== ENTRIES SUPPLIED

PR #1335, opened 2024-01-24
Fix `NullPtr` assignment crash in relation analysis

### LINKED ISSUE #1249: `exception Apron.Manager.Error  {  exn = Exc_invalid_argument; funid = Funid_substitute_texpr_array;   msg = unknown variable d#311#arg in the environment; }`
The test `ldv-linux-3.16-rc1/205_9a_array_safes_linux-3.16-rc1.tar.xz-205_9a-drivers--net--wireless--ti--wlcore--wlcore_spi.ko-entry_point.cil.out.i` crashes in our sv-comp runs with error

```
Fatal error: exception Apron.Manager.Error
 {  exn = Exc_invalid_argument; funid = Funid_substitute_texpr_array;
  msg = unknown variable d#311#arg in the environment; }
  ```

An extracted minimal example looks like this: Of course, this program here has UB because `a` is a null-pointer, but the analyses should nevertheless run and report an error and not just crash.

~~~C
// SKIP PARAM: --set ana.activated[+] apron
int *a;
int b;
void c(int d) {
    // *a is a null pointer here, so we should warn but maybe not crash
    *a = d;
}
int main() {
    c(b);
}
~~~

This is not highest priority, but might be worth having a look at, since it is a strange bug.

### PR DESCRIPTION
**Pull request by sim642**
Closes #1249.

If assigning through a pointer which isn't unknown, but also doesn't have any known pointers (so is NULL or maybe some string), then previously `D.bot ()` was returned.
This has an empty environment which broke `combine` in the particular test because `combine` expects to find the `#arg` variables added by `enter`.

If there's such a crash in SV-COMP, then likely it has to be due to a NULL pointer as well.

### DIFF
--- a/src/analyses/apron/relationAnalysis.apron.ml
+++ b/src/analyses/apron/relationAnalysis.apron.ml
@@ -158,13 +158,14 @@ struct
         {st' with rel = rel''}
       )
     | (Mem v, NoOffset) ->
-      begin match ask.f (Queries.MayPointTo v) with
-        | ad when Queries.AD.is_top ad -> st
-        | ad ->
-          let mvals = Queries.AD.to_mval ad in
-          let ass' = List.map (fun mval -> assign_to_global_wrapper ask getg sideg st (ValueDomain.Addr.Mval.to_cil mval) f) mvals in
-          List.fold_right D.join ass' (D.bot ())
-      end
+      let ad = ask.f (Queries.MayPointTo v) in
+      Queries.AD.fold (fun addr acc ->
+          match addr with
+          | ValueDomain.Addr.Addr mval ->
+            D.join acc (assign_to_global_wrapper ask getg sideg st (ValueDomain.Addr.Mval.to_cil mval) f)
+          | UnknownPtr | NullPtr | StrPtr _ ->
+            D.join acc st (* Ignore assign *)
+        ) ad (D.bot ())
     (* Ignoring all other assigns *)
     | _ ->
       st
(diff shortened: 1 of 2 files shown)

### CODE REVIEW

File: src/analyses/apron/relationAnalysis.apron.ml [hunk 1]
```diff
@@ -158,13 +158,14 @@ struct
...
-          let ass' = List.map (fun mval -> assign_to_global_wrapper ask getg sideg st (ValueDomain.Addr.Mval.to_cil mval) f) mvals in
-          List.fold_right D.join ass' (D.bot ())
-      end
+      let ad = ask.f (Queries.MayPointTo v) in
+      Queries.AD.fold (fun addr acc ->
+          match addr with
+          | ValueDomain.Addr.Addr mval ->
+            D.join acc (assign_to_global_wrapper ask getg sideg st (ValueDomain.Addr.Mval.to_cil mval) f)
+          | UnknownPtr | NullPtr | StrPtr _ ->
+            D.join acc st (* Ignore assign *)
```
michael-schwarz, line 167: Is simply ignoring the assignment in this case consistent with what base does?

sim642: As far as I can tell, yes (in `set`):
https://github.com/goblint/analyzer/blob/71e21b27973c78ef58c2567e314e128cfbb10564/src/analyses/base.ml#L1579-L1582
Just a bit more explicit here that we're ignoring unknown and NULL pointers.

michael-schwarz (approved):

====

▶ _ASSIGNED TASK_
Print out the whole of the material above exactly as it stands.

▶ _RESPONSE TO THIS TASK_
PR #1335, opened 2024-01-24
Fix `NullPtr` assignment crash in relation analysis

### LINKED ISSUE #1249: `exception Apron.Manager.Error  {  exn = Exc_invalid_argument; funid = Funid_substitute_texpr_array;   msg = unknown variable d#311#arg in the environment; }`
The test `ldv-linux-3.16-rc1/205_9a_array_safes_linux-3.16-rc1.tar.xz-205_9a-drivers--net--wireless--ti--wlcore--wlcore_spi.ko-entry_point.cil.out.i` crashes in our sv-comp runs with error

```
Fatal error: exception Apron.Manager.Error
 {  exn = Exc_invalid_argument; funid = Funid_substitute_texpr_array;
  msg = unknown variable d#311#arg in the environment; }
  ```

An extracted minimal example looks like this: Of course, this program here has UB because `a` is a null-pointer, but the analyses should nevertheless run and report an error and not just crash.

~~~C
// SKIP PARAM: --set ana.activated[+] apron
int *a;
int b;
void c(int d) {
    // *a is a null pointer here, so we should warn but maybe not crash
    *a = d;
}
int main() {
    c(b);
}
~~~

This is not highest priority, but might be worth having a look at, since it is a strange bug.

### PR DESCRIPTION
**Pull request by sim642**
Closes #1249.

If assigning through a pointer which isn't unknown, but also doesn't have any known pointers (so is NULL or maybe some string), then previously `D.bot ()` was returned.
This has an empty environment which broke `combine` in the particular test because `combine` expects to find the `#arg` variables added by `enter`.

If there's such a crash in SV-COMP, then likely it has to be due to a NULL pointer as well.

### DIFF
--- a/src/analyses/apron/relationAnalysis.apron.ml
+++ b/src/analyses/apron/relationAnalysis.apron.ml
@@ -158,13 +158,14 @@ struct
         {st' with rel = rel''}
       )
     | (Mem v, NoOffset) ->
-      begin match ask.f (Queries.MayPointTo v) with
-        | ad when Queries.AD.is_top ad -> st
-        | ad ->
-          let mvals = Queries.AD.to_mval ad in
-          let ass' = List.map (fun mval -> assign_to_global_wrapper ask getg sideg st (ValueDomain.Addr.Mval.to_cil mval) f) mvals in
-          List.fold_right D.join ass' (D.bot ())
-      end
+      let ad = ask.f (Queries.MayPointTo v) in
+      Queries.AD.fold (fun addr acc ->
+          match addr with
+          | ValueDomain.Addr.Addr mval ->
+            D.join acc (assign_to_global_wrapper ask getg sideg st (ValueDomain.Addr.Mval.to_cil mval) f)
+          | UnknownPtr | NullPtr | StrPtr _ ->
+            D.join acc st (* Ignore assign *)
+        ) ad (D.bot ())
     (* Ignoring all other assigns *)
     | _ ->
       st
(diff shortened: 1 of 2 files shown)

### CODE REVIEW

File: src/analyses/apron/relationAnalysis.apron.ml [hunk 1]
```diff
@@ -158,13 +158,14 @@ struct
...
-          let ass' = List.map (fun mval -> assign_to_global_wrapper ask getg sideg st (ValueDomain.Addr.Mval.to_cil mval) f) mvals in
-          List.fold_right D.join ass' (D.bot ())
-      end
+      let ad = ask.f (Queries.MayPointTo v) in
+      Queries.AD.fold (fun addr acc ->
+          match addr with
+          | ValueDomain.Addr.Addr mval ->
+            D.join acc (assign_to_global_wrapper ask getg sideg st (ValueDomain.Addr.Mval.to_cil mval) f)
+          | UnknownPtr | NullPtr | StrPtr _ ->
+            D.join acc st (* Ignore assign *)
```
michael-schwarz, line 167: Is simply ignoring the assignment in this case consistent with what base does?

sim642: As far as I can tell, yes (in `set`):
https://github.com/goblint/analyzer/blob/71e21b27973c78ef58c2567e314e128cfbb10564/src/analyses/base.ml#L1579-L1582
Just a bit more explicit here that we're ignoring unknown and NULL pointers.

michael-schwarz (approved):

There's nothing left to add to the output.